Why BullMQ + Postgres advisory locks

The decision

Every async job in Scani — scheduled (pricing, wallet-balances, portfolio-value-rollup, transfer-linking, …) and user-initiated (screenshot-parse, exchange-import, wallet-import, …) — runs through one queue (scani-jobs) on BullMQ over Redis, consumed by apps/backend/worker. For scheduled jobs, each processor wraps its work in a Postgres advisory lock so two overlapping fires of the same job-name silently no-op rather than racing.

The alternatives we rejected

A cron container that runs job scripts on schedule. Simple, but loses retry semantics, observability, and the ability to distribute load across multiple worker pods. Two replicas of the cron container would also race on the same minute.
Use BullMQ’s built-in repeatable jobs without an advisory lock. Closer, but upsertJobScheduler does not guarantee single-fire if multiple workers were started simultaneously, and Redis-only locks have failure modes (split-brain on a Redis failover) that an advisory lock against the same Postgres the job will write to doesn’t share.
An advisory lock around all work, no queue. Loses retry, visibility, DLQ — all the BullMQ tooling for the failure modes that actually happen.

Why this combo

BullMQ is right for the queue layer. Retries with backoff, DLQ, priority, delays, repeatable schedules, dashboards — they exist, work, and aren’t worth rebuilding. The api is the producer; the worker is the consumer; everything goes through Redis. The retry contract is enforced uniformly.

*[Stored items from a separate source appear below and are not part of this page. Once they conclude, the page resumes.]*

PR #768, opened 2024-04-18
brain-score.org submission (user:490) | (public:False)

kvfairchild:
Plugin-only changes from brain-score.org submission. Generated via Jenkins job create_github_pr, build 228. Plugins added: models: [resnet34]


samwinebrake:
wrong identifier

PR #775, opened 2024-04-19

kvfairchild:
Plugin-only changes from brain-score.org submission. Generated via Jenkins job create_github_pr, build 233. Plugins added: models: [eMMCR_Mom_lmda_02_1]


ThomasYerxa:
This PR failed due to a Travis CI timeout, can this be re-triggered?

PR #797, opened 2024-04-25
brain-score.org submission (user:492) | (public:False)

kvfairchild:
Plugin-only changes from brain-score.org submission. Generated via Jenkins job create_github_pr, build 255. Plugins added: models: [AlexNet_SIN]


samwinebrake:
already added

PR #642, opened 2024-03-14
fix default prefix from image_ to stimulus_

mike-ferguson:
Changes the default value in get_path to be `stimulus_` instead of `image_`

PR #799, opened 2024-04-28
Rename all stimulus sets and S3 files

deirdre-k:
This PR addresses the issue raised in PR #582. This makes all stimulus set identifiers match the keys with which they are registered, and updates the zip and csv paths to point to files in S3 with updated names.

This PR also changes the default prefix for files from "image_"to "stimulus_".


brainscore_vision/data_helpers/s3.py
```diff
@@ -24,7 +24,7 @@ def get_path(identifier: str, file_type: str, bucket: str, version_id: str, sha1
     Finds path of desired file (for .csvs, .zips, and .ncs).
     """
     if filename_prefix is None:
-        filename_prefix = 'image_' if file_type in ('csv', 'zip') else 'assy_'
+        filename_prefix = 'stimulus_' if file_type in ('csv', 'zip') else 'assy_'
```
mike-ferguson, line 27: This is the only change that is in PR #642 -> That PR can be closed since it is addressed here

mike-ferguson (approved):
Looks good (from an initial glance of each of the 101 files changed)

PR #811, opened 2024-05-03
add temporal models (r3m, resnet, dino, mae)

thekej:


YingtianDt (commented):
These look right, but a few things in general:

1. could you rename each folder to have "temporal_model_" as a prefix?
2. now the default inferencer (TemporalInferencer) is used. It will pass the video as a whole into the model, get the features, and evenly distribute the feature from multiple time steps to the whole video duration. If this is what you want, it is fine. There are more choices of inferencers under model_helpers/activations/temporal/core/inferencer.
3. now I think even with the default inferencer you should be able to test these models on any image benchmarks. Could you give it a try to verify if the model is working?

mschrimpf:
overall structure looks good to me. If @YingtianDt thinks this makes sense and once tests pass, fine to merge from my side

brainscore_vision/models/temporal_model_R3M/r3m_model.py
```diff
@@ -0,0 +1,50 @@
...
+        super().__init__()
+        self.r3m = load_r3m(model_name)
+        self.latent_dim = 2048  # resnet50 final fc in_features
+
+    def forward(self, x):
+        return self.get_encoder_feats(x)  # R3M expects image input to be [0-255]
+
+    def get_encoder_feats(self, x):
+        # applies encoder to each image in x: (Bs, T, 3, H, W) or (Bs, 3, H, W)
+        with torch.no_grad():  # TODO: best place to put this?
```
YingtianDt, line 19: The whole `forward` function will be run under `torch.no_grad()`

brainscore_vision/models/temporal_model_mae/model.py
```diff
@@ -0,0 +1,66 @@
...
+import torch as th
+
+from brainscore_vision.model_helpers.activations.temporal.model import PytorchWrapper
+from torchvision import transforms
+
+
+class MAEWrapper(PytorchWrapper):
+    def forward(self, inputs):
+        tensor = th.stack(inputs)
+        tensor = tensor.permute(0, 2, 1, 3, 4)
```
YingtianDt, line 11: One question: the mae (and resnet) seems to be a image model, but here there are videos passing in. How does it work?

brainscore_vision/models/temporal_model_mcvd/setup.py
YingtianDt, line 1: Does this model only work on GPU? 
If not, can you modify the code so that the model use CPU if GPU is not available?

YingtianDt (commented):
Looks good overall. But some image models are "converted" to video models by reshaping the batch&time dimensions. I prefer to add them instead as image models and will provide a way to convert them into video models. 
I will talk with @mschrimpf on this.

YingtianDt:
1. temporal_model_vjepa: can you support model loading to cpu?
2. temporal_model_fitvid/fitvid_sim: error `RuntimeError: The size of tensor a (8) must match the size of tensor b (15) at non-singleton dimension 3` when feeding in a video of 120 frames.
3. temporal_model_dfm_lstm: `AssertionError: Input width (114) doesn't match model (64).` -- can you add a resizing function to the processing function?
4. temporal_model_dino_lstm: '  File "/home/ytang/workspace/brain-score/brainscore_vision/models/temporal_model_dinov2/model.py", line 20
    transforms.CenterCrop(224)
    ^^^^^^^^^^^^^^^^^^^^^^^^^^
SyntaxError: invalid syntax. Perhaps you forgot a comma?'
5. temporal_model_dino_lstm: 'KeyError: 'dinov2''

thekej:
> 1. temporal_model_vjepa: can you support model loading to cpu?
> 2. temporal_model_fitvid/fitvid_sim: error `RuntimeError: The size of tensor a (8) must match the size of tensor b (15) at non-singleton dimension 3` when feeding in a video of 120 frames.
> 3. temporal_model_dfm_lstm: `AssertionError: Input width (114) doesn't match model (64).` -- can you add a resizing function to the processing function?
> 4. temporal_model_dino_lstm: '  File /home/ytang/workspace/brain-score/brainscore_vision/models/temporal_model_dinov2/model.py, line 20
>    transforms.CenterCrop(224)
>    ^^^^^^^^^^^^^^^^^^^^^^^^^^
>    SyntaxError: invalid syntax. Perhaps you forgot a comma?'
> 5. temporal_model_dino_lstm: 'KeyError: dinov2'

1- are you referring to the weights? because we are not pushing the model to cuda in our implementation.
2- can you send me a trace of the error so i can reproduce it. what fps were you using?
3- There is already a resizing function in the code. I am not sure what shape you are providing to the model. Here is an execution log:

Loading stimuli: 100%|█████████████████████████████| 10/10 [00:00<00:00, 35.79it/s]
activations: 100%|███████████████████████████████| 8/8 [00:59<00:00,  7.38s/it]
Packaging layers: 100%|█ ███████████████████████████| 1/1 [00:00<00:00,  5.80it/s]

4- fixed.
5- Please update the transformers package on your local branch.

KartikP:
@thekej Thank you for this very impressive PR! I’m personally looking forward to see how the temporal models perform.  

We’ve noticed that this PR has numerous models, and as a result is triggering very large unit tests. This is causing long testing times, and if one plugin fails, the whole PR will fail.  

Could you try to break this PR into smaller ones? This way, we can test each subset of plugins incrementally and whenever you’re ready, we can merge models as they pass.

For now, we’ve added a `Skip` label to the PR so that frequent commits to a large PR doesn’t trigger new large unit tests.

PR #848, opened 2024-05-20
test_db.py bug fix

samwinebrake:
Adjusts the amount of benchmarks found in the test to the actual number (7 instead of 6).


mike-ferguson:
Forced merged as per @samwinebrake

PR #618, opened 2024-03-12
Add Ferguson2024 benchmark (competition, honorable mention)

mike-ferguson:
This PR is the Ferguson2024 benchmark PR. This benchmark consists of human psychophysics data collected from January-February 2024, dealing specifically with the search asymmetry phenomenon. There are 14 benchmarks, listed here:

`benchmarks = [ 'circle_line', 'color', 'convergence', 'eighth', 'gray_easy', 'gray_hard', 'half', 'juncture', 'lle', 'llh', 'quarter', 'round_f', 'round_v', 'tilted_line']`

TO DO:

Data Plugin Side: -> #894 (merged)
- [x] Packages Stimuli
- [x] Packages Data 
- [x] Tests stimuli and Data
- [x] Create pretraining stimuli
- [x] combine pretraining stimuli into one set
- [x] Update circle_line

Metric Plugin Side -> #882 (merged)

- [x]  Decide on Metric to use
- [x] Create metric.py
- [x] Create metric __init__.py
- [x] Create metric test.py

Benchmark Plugin Side ->  (this PR)
- [x] Implement Linear decoder (trained all all 14 styles)
- [x] add bootstrap code for integral error calculation
- [x] Generate human integral from assembly
- [x] Implement ceiling method
- [x] Precompute all ceilings (compute heavy)
- [x] Finalize `benchmark.py`
- [x] Finalize `__init__.py file`
- [x] Finalize `test.py file`

PR #882, opened 2024-05-29
Added ValueDelta Metric

mike-ferguson:
Adds the new metric, value delta, that is used primarily in the Ferguson2024 benchmarks but can be used for any two scalar values. The metric uses a ceiled sigmoid function to map similarity of two scalars to a number between 1 and 0.

Main Benchmark PR here: #618


brainscore_vision/metrics/value_delta/metric.py
```diff
@@ -0,0 +1,30 @@
+import numpy as np
+from brainscore_core import Metric
+from brainscore_vision.metrics import Score
+
+'''
+This metric takes in two floats and gives a score between 0 and 1 based on 
+how far apart the numbers are, using a sigmoid function.
+
```
mschrimpf, line 8:
```suggestion
```

mschrimpf (approved):

PR #899, opened 2024-06-05
fix stimulus set prefix

mschrimpf:
`image_` -> `stimulus_`


mike-ferguson:
This is addressed in #799 and might be dependent on renaming the existing stimuli. I think if this is merged before the stimuli are renamed, the plugin tests will fail for a lot of plugins, but I am not sure - @deirdre-k do we have some sort of circular dependency?

deirdre-k:
Yes, that's exactly right. We have this change in the linked PR, I'll try to push that through today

Postgres advisory locks are right for the idempotency layer. A scheduled job (pricing at the top of every hour) might fire from BullMQ’s repeatable scheduler once. But if the worker pod was restarted at the same instant, you could race two fires. An advisory lock against the relevant Postgres row guarantees only one runs to completion — and shares the failure domain with the data it’s about to write. If Postgres is down, both the lock attempt and the work would fail; if the lock succeeds, the work can proceed. A Redis-only lock could grant the lock while Postgres is unreachable, leading to a half-completed run on a partial connection.

The advisory-lock helper is apps/backend/worker/src/lib/cron-lock.ts — wrap a scheduled-job handler with it and overlapping fires of the same job name silently no-op.

What this design unlocks

One queue. No per-job-type queues, no per-priority queues. One scani-jobs queue + one scani-dlq. Simpler ops.
One worker binary. Every job processor lives in apps/backend/worker/src/processors/. Scale by adding worker pods.
Cron isn’t a separate service. Repeatable schedules live in packages/business/jobs/src/scheduled-jobs/ as descriptors; the worker registers them with BullMQ at boot via upsertJobScheduler. No cron container, no cron config file.
Failure shares a domain with the data. When work is about to hit Postgres, the lock is in Postgres. No two-phase reasoning about Redis vs Postgres availability.
Operator tooling reuses the queue. HMAC-gated job endpoints on the api can retry a failed job, replay a DLQ message, or kick off an out-of-schedule run — the same BullMQ that runs everything else.

What the design costs

Two systems instead of one. Redis for the queue, Postgres for the lock. Both are already required infrastructure (Redis powers BullMQ + rate-limiter; Postgres is the database) so the cost is primarily mental.
The advisory-lock helper has to be applied per scheduled processor. Not on by default — a contributor adding a new scheduled job has to remember. The Adding a scheduled job guide documents the pattern.

What this rules out

A second queue framework (Bull v3, Bee Queue, custom Redis Streams) for some subset of jobs. Everything goes through BullMQ.
A separate cron service. Repeatable schedules live in code, are registered by the worker at boot, and run on the worker pod.
“Singleton” job processors that assume only one worker pod exists. The advisory lock makes the assumption explicit and enforceable.